Combine like terms (terms with $m^2$, terms with $m$, and constant terms): $(m^2 - 2m^2 + m^2) + (19m - 20m - m) + 90 = 20$ $(1 - 2 + 1)m^2 + (19 - 20 - 1)m + 90 = 20$ $0m^2 + (-2)m + 90 = 20$ $-2m + 90 = 20$ Explanation: Notice that the $m^2$ terms perfectly cancel out ($m^2 - 2m^2 + m^2 = 0m^2$). This simplifies the equation from a potential quadratic to a linear equation in $m$, which is much easier to solve.

Solving for $m$: Isolate $m$ by performing standard algebraic operations: $-2m = 20 - 90$ $-2m = -70$ $m = \frac{-70}{-2}$ $m = 35$ Explanation: Subtract 90 from both sides, then divide by -2 to find the value of $m$.

Solving for $n$: Now that we have the value of $m$, use Equation 1 ($n = m + 10$) to find $n$: $n = 35 + 10$ $n = 45$ Explanation: Substitute the calculated value of $m$ back into the simpler Equation 1 to find $n$.

Step 4: Calculating the Value of $(m+n)$

The problem asks for the value of $(m+n)$: $m + n = 35 + 45 = 80$

Tips and Common Mistakes to Avoid

• Sign Errors: When dealing with $(1-y)^m$, pay close attention to the alternating signs for the terms. A common mistake is to treat it as $(1+y)^m$.
• Thorough Multiplication: When multiplying two polynomial expansions, ensure that every term from the first expansion is multiplied by every term from the second expansion up to the required power of $y$. A systematic approach (e.g., creating a small table or multiplying term-by-term) can prevent missing terms.
• Algebraic Precision: Algebraic manipulations, especially when expanding products and combining like terms, are a frequent source of errors. Double-check each step.
• Focus on Relevant Terms: Only expand and multiply terms that will contribute to the coefficients you need ($a_1$ and $a_2$ in this case). This saves time and reduces complexity.
• Alternative for Coefficients (Advanced): For higher powers or complex scenarios, recalling that $a_k = \frac{f^{(k)}(0)}{k!}$ where $f(y) = (1-y)^m(1+y)^n$ can be a useful verification tool, involving derivatives.

Summary and Key Takeaway

By meticulously applying the Binomial Theorem to expand $(1-y)^m$ and $(1+y)^n$ up to the $y^2$ term, then carefully multiplying these series, we were able to equate the coefficients of $y$ and $y^2$ to the given values of $a_1=10$ and $a_2=10$. This led to a system of two linear equations. Solving this system yielded $m=35$ and $n=45$. Therefore, the value of $(m+n)$ is $35+45=80$. This problem underscores the importance of precise binomial expansion and careful, step-by-step algebraic simplification.
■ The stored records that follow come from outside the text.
PR #24481, opened 2026-01-16
fix(recording): improve raw file resampling to address A/V sync issues (audio)

prlanzarin:
### What does this PR do?

This is the **audio** variant of #24490.

Raw audio and/or video files with significant PTS gaps may cause noticeable A/V desynchronization or just overall desync compared to the original wall-clock time of raw files.

For audio, the issue is more prominent in LiveKit where recordings are muxed without encoding - whereas FreeSWITCH encodes + muxes recordings which allows for PTS gaps to be filled with silence at _capture time_.

While we do have some resampling code in record-and-playback, it is not sufficient to address large enough gaps. Current behavior either compresses gaps and rewrites PTS to be monotonically increasing (causes overall desync) or do not do any resampling at all (cameras, A/V desync).

This pull request introduces various changes to the resampling of raw **audio** files in record-and-playback so that the aforementioned issues are addressed:
- [refactor(recording): add shared media_utils EDL module](https://github.com/bigbluebutton/bigbluebutton/pull/24481/changes/7fe365762c2250ffbdfd4ba2a13f68e1d687836c)
Add a shared media_utils module to record-and-playback that provides
re-usable utils in EDL processing for all sources (A/V).
- [refactor(recording): move audio segment processing to separate function](https://github.com/bigbluebutton/bigbluebutton/pull/24481/changes/1442832a040887c878572d01910160b200359736)
- [fix(recording): correctly apply atempo from beginning of file](https://github.com/bigbluebutton/bigbluebutton/pull/24481/changes/d52e60f1e09720a88d138d5aa72884323ef0aec3)
- [fix(recording): resample audio files before processing](https://github.com/bigbluebutton/bigbluebutton/pull/24481/changes/28584fa8577c22e8126dc30f999a110a6291124b)
  - Resample all files present in the final edl to help fix desyncs when file has large pts gaps.
- [refactor(recording): only resample audio tracks with gaps >= 60s](https://github.com/bigbluebutton/bigbluebutton/pull/24481/changes/bcf869b6cd6e4ad3a534410ade6378649c2c2544)
  - Only resample individual audio tracks if their gaps are larger than 60s.
    For gaps smaller than that, the mixing process seems to handle PTS gaps
properly.
- [fix(recording): add segmented audio resampling](https://github.com/bigbluebutton/bigbluebutton/pull/24481/changes/ccb532068a06c9572c5c9034d24e4dcb479d3efc)
  - Audio resample can lead to high ffmpeg memory usage when audio file has large pts gaps, change the resample to re-encode the gappy parts as silence (like it is done por video):
    - idenfity each gap > MAX_AUDIO_GAP_FOR_RESAMPLE_MS
    - break the file into multiple parts, copying the good parts and generating silence for the gappy parts
    - concatenate all the parts to create the new resampled file
- [fix(recording): use WAV instead of ogg as intermediate segment to avoid timestamp issues](https://github.com/bigbluebutton/bigbluebutton/pull/24481/changes/c572d4e13ecda5b58cbeaa7267db35bb42605dfb)
  - Process segments into intermediate WAV (PCM) files instead of OGG to avoid `libvorbis` timestamp issues and audio repetition artifacts.
  - Use `atrim` for frame-accurate cutting
  - Concatenate wav parts and encode them to ogg in one go. This ensures a clean, continuous output stream with fresh timestamps generated by the encoder.
  
### Closes Issue(s)

None

### DIFF
--- a/record-and-playback/core/lib/recordandplayback/edl/audio.rb
+++ b/record-and-playback/core/lib/recordandplayback/edl/audio.rb
@@ -178,9 +178,9 @@ module BigBlueButton
 
               # Build track label
               track_label = "t#{i}_#{idx}"
-              line = "[#{input_index}]#{FFMPEG_AFORMAT},apad,asetpts=N"
-              line << ",atempo=#{speed}" if speed != 1.0
-              line << "[#{track_label}];"
+              line = "[#{input_index}]#{FFMPEG_AFORMAT},apad"
+              line << ",atempo=#{speed},atrim=start=#{ms_to_s(audio_data[:timestamp])}" if speed != 1.0
+              line << ",asetpts=N[#{track_label}];"
               filter_lines << line
               track_labels << "[#{track_label}]"
               input_index += 1
--- a/record-and-playback/core/lib/recordandplayback/edl/audio.rb
+++ b/record-and-playback/core/lib/recordandplayback/edl/audio.rb
@@ -18,6 +18,7 @@
 # along with BigBlueButton.  If not, see <http://www.gnu.org/licenses/>.
 
 require_relative './media_utils'
+require 'fileutils'
 
 module BigBlueButton
   module EDL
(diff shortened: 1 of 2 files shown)


kepstin:
Note that the changes for video will conflict with the refactoring that I've done in https://github.com/bigbluebutton/bigbluebutton/pull/24483

Specifically, all the code involved in probing or pre-processing video files has been moved to [record-and-playback/core/lib/recordandplayback/edl/video/video_source.rb](https://github.com/bigbluebutton/bigbluebutton/blob/a461dcb9dd732a3be0c216dc8ca826e8cef46a0b/record-and-playback/core/lib/recordandplayback/edl/video/video_source.rb)

prlanzarin:
@kepstin Ack. Do you prefer to handle https://github.com/bigbluebutton/bigbluebutton/pull/24483 or this one first?

kepstin:
I think I'd like to do https://github.com/bigbluebutton/bigbluebutton/pull/24483 first for the video. If you are able to separate the video and audio parts of this into separate PRs, I should be able to look at the audio parts sooner.

prlanzarin:
@kepstin @germanocaumo I've split this PR into its audio and video versions.
This PR (#24481) is the **audio** one.
See #24490 for the **video** part.

kepstin:
For testing purposes, it's straightforwards to create an audio file containing a timestamp gap.

First generate a file containing an audio signal for testing (I'm using a basic sine wave here, you can use any audio source including existing recorded audio):

```sh
ffmpeg -filter_complex sine -c:a libopus -b:a 64K -f webm -t 15:00 sine.webm
```

Then write an ffconcat playlist file with a "duration" set on the first audio segment which is longer than the length of the audio in the segment. This causes the concat input to offset the timestamps of the following segment, leaving a gap. Here I am generating a sequence with 15 minutes of sine wave, a 1 hour gap, then 15 minutes of sine wave:

```
ffconcat version 1.0
file sine.webm
duration 1:15:00
file sine.webm
```

And run the following ffmpeg command to turn that into a single webm audio file for testing:

```sh
ffmpeg -i test-audio-gap.ffconcat -c:a copy test-audio-gap.webm
```

I have verified that the gap detection code in this PR correctly detects the gap in a file generated in this way.

Via code inspection of ffmpeg's aresample filter, and testing, I have verified the memory issue when dealing with large audio gaps. This can be seen in the following output:

```sh
# run ffmpeg aresample filter over entire length of file with gap
/usr/bin/time -v ffmpeg -i test-audio-gap.webm -af aresample=async=1000 -f null -
[...]
	Maximum resident set size (kbytes): 1634776 # approx 1.6GB

# run ffmpeg aresample filter after an atrim filter cutting at the start of the gap
/usr/bin/time -v ffmpeg -i test-audio-gap.webm -af atrim=end=900.021,aresample=async=1000 -f null -
[...]
	Maximum resident set size (kbytes): 66208 # approx 66MB

# run ffmpeg aresample filter after seeking to the end of the gap
/usr/bin/time -v ffmpeg -ss 1:15:00 -i test-audio-gap.webm -af aresample=async=1000 -f null -
[...]
	Maximum resident set size (kbytes): 66820 # approx 66MB
```

I'm not a fan of the way the code is currently structured, where it generates a new full-length uncompressed wave file of the entire length of the audio when it detects gaps like this. I don't think this is actually necessary. Rather than do this, it should be possible to edit the audio EDL to add a cut when the gap starts, and another cut when the gap ends, and remove the affected audio file from the list of audio files to be mixed during the gap. This will improve the processing speed and reduce the required disk space usage.

germanocaumo:
> For testing purposes, it's straightforwards to create an audio file containing a timestamp gap.
> 
> First generate a file containing an audio signal for testing (I'm using a basic sine wave here, you can use any audio source including existing recorded audio):
> 
> ```shell
> ffmpeg -filter_complex sine -c:a libopus -b:a 64K -f webm -t 15:00 sine.webm
> ```
> 
> Then write an ffconcat playlist file with a "duration" set on the first audio segment which is longer than the length of the audio in the segment. This causes the concat input to offset the timestamps of the following segment, leaving a gap. Here I am generating a sequence with 15 minutes of sine wave, a 1 hour gap, then 15 minutes of sine wave:
> 
> ```
> ffconcat version 1.0
> file sine.webm
> duration 1:15:00
> file sine.webm
> ```
> 
> And run the following ffmpeg command to turn that into a single webm audio file for testing:
> 
> ```shell
> ffmpeg -i test-audio-gap.ffconcat -c:a copy test-audio-gap.webm
> ```
> 
> I have verified that the gap detection code in this PR correctly detects the gap in a file generated in this way.
> 
> Via code inspection of ffmpeg's aresample filter, and testing, I have verified the memory issue when dealing with large audio gaps. This can be seen in the following output:
> 
> ```shell
> # run ffmpeg aresample filter over entire length of file with gap
> /usr/bin/time -v ffmpeg -i test-audio-gap.webm -af aresample=async=1000 -f null -
> [...]
> 	Maximum resident set size (kbytes): 1634776 # approx 1.6GB
> 
> # run ffmpeg aresample filter after an atrim filter cutting at the start of the gap
> /usr/bin/time -v ffmpeg -i test-audio-gap.webm -af atrim=end=900.021,aresample=async=1000 -f null -
> [...]
> 	Maximum resident set size (kbytes): 66208 # approx 66MB
> 
> # run ffmpeg aresample filter after seeking to the end of the gap
> /usr/bin/time -v ffmpeg -ss 1:15:00 -i test-audio-gap.webm -af aresample=async=1000 -f null -
> [...]
> 	Maximum resident set size (kbytes): 66820 # approx 66MB
> ```
> 
> I'm not a fan of the way the code is currently structured, where it generates a new full-length uncompressed wave file of the entire length of the audio when it detects gaps like this. I don't think this is actually necessary. Rather than do this, it should be possible to edit the audio EDL to add a cut when the gap starts, and another cut when the gap ends, and remove the affected audio file from the list of audio files to be mixed during the gap. This will improve the processing speed and reduce the required disk space usage.

@kepstin we tried this approach also but observed that the final audio after manipulating the EDL doing this was getting out of sync for the recordings we had, se we did not went further with the implementation.

kepstin:
> @kepstin we tried this approach also but observed that the final audio after manipulating the EDL doing this was getting out of sync for the recordings we had, se we did not went further with the implementation.

Hmm. If this is the case, then there must be some fundamental issue that is wrong with the audio processing. Adding additional cuts should not be changing the audio/video sync.

Which direction does the desync happen? Does the audio get steadily more and more delayed as the meeting goes on? Is it inconsistent? Does it affect everyone in the session or just some people? Is the audio file length adjustment (speed adjustment) triggered?

kepstin:
I'd like to revisit the idea of manipulating the EDL to skip the gaps with the change in https://github.com/bigbluebutton/bigbluebutton/pull/24734 applied.

I spent some time investigating possible causes of desync caused by ffmpeg seeking in files with gaps, and found a problem where an audio track could be mixed with an offset if the seekpoint into the audio file was inside a gap. This can be resolved with the `first_pts` option, which causes the aresample filter to fill in the gap between the '0' timestamp (the seek point) and the time when the first audio file is received with silence, in order to preserve the correct offset.

prlanzarin:
> I'd like to revisit the idea of manipulating the EDL to skip the gaps with the change in #24734 applied.
> 
> I spent some time investigating possible causes of desync caused by ffmpeg seeking in files with gaps, and found a problem where an audio track could be mixed with an offset if the seekpoint into the audio file was inside a gap. This can be resolved with the `first_pts` option, which causes the aresample filter to fill in the gap between the '0' timestamp (the seek point) and the time when the first audio file is received with silence, in order to preserve the correct offset.

cc @germanocaumo 
FWIW the problematic recording that displayed desync issues with the original EDL-based solution had a screenshare with audio in it - and the desync was related to it.
That was made on a mixed setup (LiveKit audio, mediasoup screen share).
We'll look into reprocessing that recording with the above change + the original EDL-based commits.

kepstin:
I've put together my own version of the audio gap removal via EDL editing here: https://github.com/bigbluebutton/bigbluebutton/compare/v3.0.x-release...kepstin:bigbluebutton:audio-edl-remove-gaps which I would be interested in getting some feedback on.

Compared to this PR, I've adjusted the way gap detection works so it only needs to run the ffprobe command to dump PTS value once per file (no second run on files with gaps), and added handling for packet durations to ensure gaps are only counted for the time between when one packet ends and when the next packet starts (I'm not totally sure of whether this logic is correct for video, but it is correct for audio. Can always skip it on video if it's a problem). Also fixed up some issues with the ffprobe command caused by inheriting some values from the `FFPROBE` constant which aren't actually desired in this use case.

kepstin:
Thanks @germanocaumo for providing some recording files which demonstrated an audio/video desync. I discovered that the ffmpeg "aresample" filter in ffmpeg 4.4 on Ubuntu 22.04 is broken, but a workaround is available. I've updated the code at https://github.com/bigbluebutton/bigbluebutton/compare/v3.0.x-release...kepstin:bigbluebutton:audio-edl-remove-gaps with that fix and some other changes which should improve processing speed and reduce the places where audio offsets could get introduced.

After some testing, I expect to create a new PR from that branch which will replace this PR.

prlanzarin:
Superseded by https://github.com/bigbluebutton/bigbluebutton/pull/24776

PR #24483, opened 2026-01-16
feat(recording): Recording dynamic video

### LINKED ISSUE #23337: Adaptative "video" format recording rendering : follow presentation area in recording
Hi,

Note on Discrepancy: Based on the detailed calculations following standard mathematical principles, the derived value for $(m+n)$ is $80$. If the intended correct option for the problem was (A) 88, there might be a typographical error in the provided problem statement or options, as our derived answer is consistently 80.